# RECORDS SHOWN
- - - - -
Issue #6604, opened 2025-03-13
Handle different kinds of arguments in `shifta`


jinangshah21:
MRE: 
```fortran
program test
    integer(8) :: x = 32
    integer :: y = 2
    x = shifta(x, y)
    print *, x
end program test
```

LFortran Error :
- - - - -
Copy out every entry, keeping each line exactly as it is.

# WRITTEN RESPONSE
Issue #6604, opened 2025-03-13
Handle different kinds of arguments in `shifta`


jinangshah21:
MRE: 
```fortran
program test
    integer(8) :: x = 32
    integer :: y = 2
    x = shifta(x, y)
    print *, x
end program test
```

LFortran Error :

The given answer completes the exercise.